■ EXERCISE DATA ■
PR #121, opened 2020-12-24
Check namespace for snapshot-controller

kvaps:
This PR adds additional check for namespace specified in manifest for snapshot-controller
needed for https://github.com/kubernetes-csi/external-snapshotter/pull/459#issuecomment-750934403

```release-note
Check namespace for snapshot-controller tests
```

### DIFF
--- a/prow.sh
+++ b/prow.sh
@@ -796,16 +796,17 @@ install_snapshot_controller() {
 	  echo "kubectl apply -f ${SNAPSHOT_CONTROLLER_YAML}(modified)"
       done
   else
-      echo "kubectl apply -f ${CONTROLLER_DIR}/deploy/kubernetes/snapshot-controller/setup-snapshot-controller.yaml"
-      kubectl apply -f "${CONTROLLER_DIR}/deploy/kubernetes/snapshot-controller/setup-snapshot-controller.yaml"
+      echo "kubectl apply -f $SNAPSHOT_CONTROLLER_YAML"
+      kubectl apply -f "$SNAPSHOT_CONTROLLER_YAML"
   fi
 
   cnt=0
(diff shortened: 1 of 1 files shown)


prow.sh
```diff
@@ -801,11 +801,12 @@ install_snapshot_controller() {
   fi
 
   cnt=0
-  expected_running_pods=$(curl https://raw.githubusercontent.com/kubernetes-csi/external-snapshotter/"${CSI_SNAPSHOTTER_VERSION}"/deploy/kubernetes/snapshot-controller/setup-snapshot-controller.yaml | grep replicas | cut -d ':' -f 2-)
-  while [ "$(kubectl get pods -l app=snapshot-controller | grep 'Running' -c)" -lt "$expected_running_pods" ]; do
+  expected_running_pods=$(awk -F '[: ]+' '$1 == "" && $2 == "replicas" {print $3; exit}' "${CONTROLLER_DIR}/deploy/kubernetes/snapshot-controller/setup-snapshot-controller.yaml")
```
pohly, line 804: `CONTROLLER_DIR` is going to be a URL when testing something other than external-snapshotter. `awk` will fail in that case, won't it?

pohly (changes requested):
We need a test PR with this change in some repo other than external-snapshotter.

prow.sh
kvaps: Most possible yes, if target repository has no `setup-snapshot-controller.yaml` then it be failed.
We can add additional logic, to check if repository has this file, if not, it will be applied from the URL.

xing-yang:
@kvaps can you submit a test PR with this change in https://github.com/kubernetes-csi/csi-driver-host-path?

kvaps:
Sure, job is done kubernetes-csi/csi-driver-host-path#235

pohly (commented):
/lgtm
/approve

PR #124, opened 2021-01-07
Fix spelling and boilerplate errors

### LINKED ISSUE #123: Fix spelling and boilerplate errors
Due to spelling and boilerplate errors in some files, spellcheck and boilerplate tests are failing.

Boilerplates are wrong in `cloudbuild.sh`, `.prow.sh`, `verify-subtree.sh` and `prow.sh`.
Some spellings are wrong in `SIDECAR_RELEASE_PROCESS.md` and `prow.sh`.

sachinkumarsingh092:
Some spelling and boilerplate errors are fixed which caused the failure of these tests.

Fixes #123

### DIFF
--- a/.prow.sh
+++ b/.prow.sh
@@ -1,7 +1,23 @@
 #! /bin/bash -e
+
+# Copyright 2021 The Kubernetes Authors.
 #
+# Licensed under the Apache License, Version 2.0 (the "License");
+# you may not use this file except in compliance with the License.
+# You may obtain a copy of the License at
+#
+#     http://www.apache.org/licenses/LICENSE-2.0
+#
+# Unless required by applicable law or agreed to in writing, software
+# distributed under the License is distributed on an "AS IS" BASIS,
+# WITHOUT WARRANTIES OR CONDITIONS OF ANY KIND, either express or implied.
+# See the License for the specific language governing permissions and
+# limitations under the License.
+
 # This is for testing csi-release-tools itself in Prow. All other
 # repos use prow.sh for that, but as csi-release-tools isn't a normal
 # repo with some Go code in it, it has a custom Prow test script.
 
 ./verify-shellcheck.sh "$(pwd)"
+./verify-spelling.sh "$(pwd)"
+./verify-boilerplate.sh "$(pwd)"
--- a/cloudbuild.sh
+++ b/cloudbuild.sh
@@ -1,5 +1,19 @@
 #! /bin/bash
 
+# Copyright 2021 The Kubernetes Authors.
+#
+# Licensed under the Apache License, Version 2.0 (the "License");
+# you may not use this file except in compliance with the License.
+# You may obtain a copy of the License at
+#
+#     http://www.apache.org/licenses/LICENSE-2.0
+#
+# Unless required by applicable law or agreed to in writing, software
+# distributed under the License is distributed on an "AS IS" BASIS,
+# WITHOUT WARRANTIES OR CONDITIONS OF ANY KIND, either express or implied.
+# See the License for the specific language governing permissions and
+# limitations under the License.
+
 # shellcheck disable=SC1091
 . release-tools/prow.sh
 
--- a/verify-spelling.sh
+++ b/verify-spelling.sh
@@ -20,9 +20,11 @@ set -o pipefail
 
 TOOL_VERSION="v0.3.4"
 
-# cd to the root path
-ROOT="$(cd "$(dirname "${BASH_SOURCE[0]}")/.." && pwd -P)"
-cd "${ROOT}"
+# The csi-release-tools directory.
+TOOLS="$(dirname "${BASH_SOURCE[0]}")"
+
+# Directory to check. Default is the parent of the tools themselves.
+ROOT="${1:-${TOOLS}/..}"
 
 # create a temporary directory
 TMP_DIR=$(mktemp -d)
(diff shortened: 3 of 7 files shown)


.prow.sh
```diff
@@ -1,5 +1,19 @@
 #! /bin/bash -e
+
+# Copyright 2014 The Kubernetes Authors.
```
xing-yang, line 3: Why is this 2014?

sachinkumarsingh092: Shall I change it to 2019 (sam as in `prow.sh`)?

.prow.sh
```diff
@@ -1,5 +1,19 @@
...
+#
+# Unless required by applicable law or agreed to in writing, software
+# distributed under the License is distributed on an "AS IS" BASIS,
+# WITHOUT WARRANTIES OR CONDITIONS OF ANY KIND, either express or implied.
+# See the License for the specific language governing permissions and
+# limitations under the License.
+
 # This is for testing csi-release-tools itself in Prow. All other
 # repos use prow.sh for that, but as csi-release-tools isn't a normal
 # repo with some Go code in it, it has a custom Prow test script.
```
msau42, line 19: Please add the new tests to this file so they will run during pull jobs.

sachinkumarsingh092: Shall I also change the date (as reviewed by @xing-yang above) in the boilerplate to 2019?

msau42: Yes, please change the year 2021

sachinkumarsingh092: Done!

cloudbuild.sh
```diff
@@ -1,5 +1,19 @@
 #! /bin/bash
 
+# Copyright 2014 The Kubernetes Authors.
```
andyzhangx, line 3: 2021

.prow.sh
andyzhangx: should use 2021

cloudbuild.sh
sachinkumarsingh092: Done!

andyzhangx (approved):
/lgtm
/approve

verify-spelling.sh
```diff
@@ -21,7 +21,7 @@ set -o pipefail
 TOOL_VERSION="v0.3.4"
 
 # cd to the root path
-ROOT="$(cd "$(dirname "${BASH_SOURCE[0]}")/.." && pwd -P)"
+ROOT="$(cd "$(dirname "${BASH_SOURCE[0]}")" && pwd -P)"
```
pohly, line 24: The commit message only mentions "Some spelling and boilerplate errors are fixed which caused the failing of these tests." but this here is a functional change.

What is "the root path" - root of the project or root of the "csi-release-tools" scripts? I suspect that with change, only files in the "release-tools" directory will be verified...

Can `ROOT` and the associated `cd` perhaps be removed such that `verify-spelling.sh` will check files where it is invoked?

sachinkumarsingh092: We need `ROOT` and `cd` to get to the top-level directory. There was an error with this one so I fixed it using `git rev-parse --show-toplevel` which always points to the absolute path of top-level directory.

pohly: This seems unnecessarily complex and inflexible. It almost broke if I hadn't noticed this change.

Why not do this as in `verify-shellcheck.sh` where the first parameter determines which directory is to be checked?

pohly: `verify-boilerplate.sh` has the same bug: https://github.com/kubernetes-csi/csi-release-tools/blob/a8c35dc270229a1d8b8bb01b415119eb155ed0cf/verify-boilerplate.sh#L28-L33

sachinkumarsingh092: It happed before (and again) that when I use style similar to `verify-shellcheck.sh`, the tests fail both locally and in prow jobs. The error being, that when a `cd` for `ROOT` is used using the `verify-shellcheck.sh` or similar style, it changes directories into a non-git directory.
Can you please suggest a fix?

pohly: I don't follow. If `.prow.sh` and `prow.sh` both call the check scripts with `$(pwd)` as first parameter (my proposal), why should a "cd" command then land in a non-git directory?

.prow.sh
```diff
@@ -1,7 +1,23 @@
...
 
 ./verify-shellcheck.sh "$(pwd)"
+./verify-spelling.sh
+./verify-boilerplate.sh
```
pohly, line 23: You have to add `"$(pwd)"` here to override the default.

verify-spelling.sh
pohly: I missed that you updated the scripts. What you didn't update is `.prow.sh` - see my other comment.

verify-spelling.sh
```diff
@@ -20,8 +20,13 @@ set -o pipefail
...
 TOOL_VERSION="v0.3.4"
 
+# The csi-release-tools directory.
+TOOLS="$(dirname "${BASH_SOURCE[0]}")"
+
+# Directory to check. Default is the parent of the tools themselves.
+ROOT="${1:-${TOOLS}/..}"
+
 # cd to the root path
-ROOT="$(cd "$(dirname "${BASH_SOURCE[0]}")/.." && pwd -P)"
```
pohly, line 24: This cd is redundant. There is another `cd "${ROOT}"` further down before the actual check.

.prow.sh
sachinkumarsingh092: Done! Thanks

verify-spelling.sh
sachinkumarsingh092: Now I've fixed this with the style similar to that in `verify-shellcheck.sh`.

verify-spelling.sh
sachinkumarsingh092: Done!

verify-spelling.sh
pohly: My point was that the following lines can be removed completely:
```
# cd to the root path
cd "${ROOT}"
```

pohly: For the sake of clarity it would be good to move the "cd" below into the "check spelling" section:

```
# check spelling
RES=0
echo "Checking spelling..."
ERROR_LOG="${TMP_DIR}/errors.log"
cd "$ROOT"
```

Then it is obvious that `git ls-files` is meant to operate on files in that directory.

sachinkumarsingh092: Sorry, I misunderstood! It's fixed now.

pohly (approved):
/lgtm

PR #127, opened 2021-01-17
verify-boilerplate.sh: fix path to script

pohly:
The previous path was wrong because it was relative to the directory
being checked, not the release-tools directory:

```
csi-driver-host-path$ ./release-tools/verify-boilerplate.sh
Verifying boilerplate
./release-tools/verify-boilerplate.sh: line 37: /nvme/gopath/src/github.com/kubernetes-csi/csi-driver-host-path/boilerplate/boilerplate.py: No such file or directory
```

### DIFF
--- a/verify-boilerplate.sh
+++ b/verify-boilerplate.sh
@@ -31,8 +31,7 @@ TOOLS="$(cd "$(dirname "${BASH_SOURCE[0]}")" && pwd -P)"
 # Directory to check. Default is the parent of the tools themselves.
 ROOT="${1:-${TOOLS}/..}"
 
-boilerDir="${ROOT}/boilerplate"
-boiler="${boilerDir}/boilerplate.py"
+boiler="${TOOLS}/boilerplate/boilerplate.py"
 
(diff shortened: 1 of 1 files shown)


pohly:
This might have been missed because the test succeeds when that happens because the return code of the script is not checked.

verify-boilerplate.sh
```diff
@@ -31,8 +31,7 @@ TOOLS="$(cd "$(dirname "${BASH_SOURCE[0]}")" && pwd -P)"
 # Directory to check. Default is the parent of the tools themselves.
 ROOT="${1:-${TOOLS}/..}"
 
-boilerDir="${ROOT}/boilerplate"
-boiler="${boilerDir}/boilerplate.py"
+boiler="${TOOLS}/boilerplate/boilerplate.py"
```
msau42, line 34: should we also fix the script to check the return code?

pohly: Would be better, yes. I don't have a solution readily available, though.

■ EXERCISE INSTRUCTIONS ■
The answer is the run of lines that starts at the one containing "pohly: For the" and ends at the last line of the material, reproduced exactly.

■ ANSWER BOX ■
pohly: For the sake of clarity it would be good to move the "cd" below into the "check spelling" section:

```
# check spelling
RES=0
echo "Checking spelling..."
ERROR_LOG="${TMP_DIR}/errors.log"
cd "$ROOT"
```

Then it is obvious that `git ls-files` is meant to operate on files in that directory.

sachinkumarsingh092: Sorry, I misunderstood! It's fixed now.

pohly (approved):
/lgtm

PR #127, opened 2021-01-17
verify-boilerplate.sh: fix path to script

pohly:
The previous path was wrong because it was relative to the directory
being checked, not the release-tools directory:

```
csi-driver-host-path$ ./release-tools/verify-boilerplate.sh
Verifying boilerplate
./release-tools/verify-boilerplate.sh: line 37: /nvme/gopath/src/github.com/kubernetes-csi/csi-driver-host-path/boilerplate/boilerplate.py: No such file or directory
```

### DIFF
--- a/verify-boilerplate.sh
+++ b/verify-boilerplate.sh
@@ -31,8 +31,7 @@ TOOLS="$(cd "$(dirname "${BASH_SOURCE[0]}")" && pwd -P)"
 # Directory to check. Default is the parent of the tools themselves.
 ROOT="${1:-${TOOLS}/..}"
 
-boilerDir="${ROOT}/boilerplate"
-boiler="${boilerDir}/boilerplate.py"
+boiler="${TOOLS}/boilerplate/boilerplate.py"
 
(diff shortened: 1 of 1 files shown)


pohly:
This might have been missed because the test succeeds when that happens because the return code of the script is not checked.

verify-boilerplate.sh
```diff
@@ -31,8 +31,7 @@ TOOLS="$(cd "$(dirname "${BASH_SOURCE[0]}")" && pwd -P)"
 # Directory to check. Default is the parent of the tools themselves.
 ROOT="${1:-${TOOLS}/..}"
 
-boilerDir="${ROOT}/boilerplate"
-boiler="${boilerDir}/boilerplate.py"
+boiler="${TOOLS}/boilerplate/boilerplate.py"
```
msau42, line 34: should we also fix the script to check the return code?

pohly: Would be better, yes. I don't have a solution readily available, though.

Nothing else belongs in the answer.